WORK TO BE COMPLETED: Please state how many lines below include the word "Checklist"; the reply should be the number only.

§ §

PR #589, opened 2020-09-01
Convert utilities/values* to typescript

harshkhandeparkar:
## Description
- Converted utilities/values* to ts
- Apparently it isnt used anywhere (¯\\\_(ツ)_/¯)so this part was easy 

## Motivation and Context

## Types of changes

- [x] ¯\\\_(ツ)_/¯

## Author's Checklist:

## Reviewer's Checklist:

### DIFF
--- a/src/utilities/values-2d.ts
+++ b/src/utilities/values-2d.ts
@@ -8,7 +8,7 @@ export function values2D(
   height: number,
   value: number
 ): Float32Array[] {
-  const result = new Array(height);
+  const result: Float32Array[] = new Array(height);
   for (let y = 0; y < height; y++) {
     result[y] = values(width, value);
   }
--- a/src/utilities/values-2d.ts
+++ b/src/utilities/values-2d.ts
@@ -1,0 +1,16 @@
+import { values } from './values';
+
+/**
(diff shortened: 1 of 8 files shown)


src/utilities/values-2d.ts
```diff
@@ -0,0 +1,16 @@
...
+
+/**
+ * Returns a matrix of given width and height with each element filled with the same value
+ */
+export function values2D(
+  width: number,
+  height: number,
+  value: number
+): Float32Array[] {
+  const result = new Array(height);
```
mubaidr: I think `Float32Array` constructor should be preffered here.

harshkhandeparkar: I dont that will work because Float32Arrays need to have Float32s inside, not other Float32Arrays.

mubaidr: return type is `Float32Array[]` and we are returning `result` here which is `new Array(height)`

harshkhandeparkar: Ohk. I'll make it result: `Float32Array[]` then.

harshkhandeparkar: Done ig.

§ §

RESPONSE AREA: 2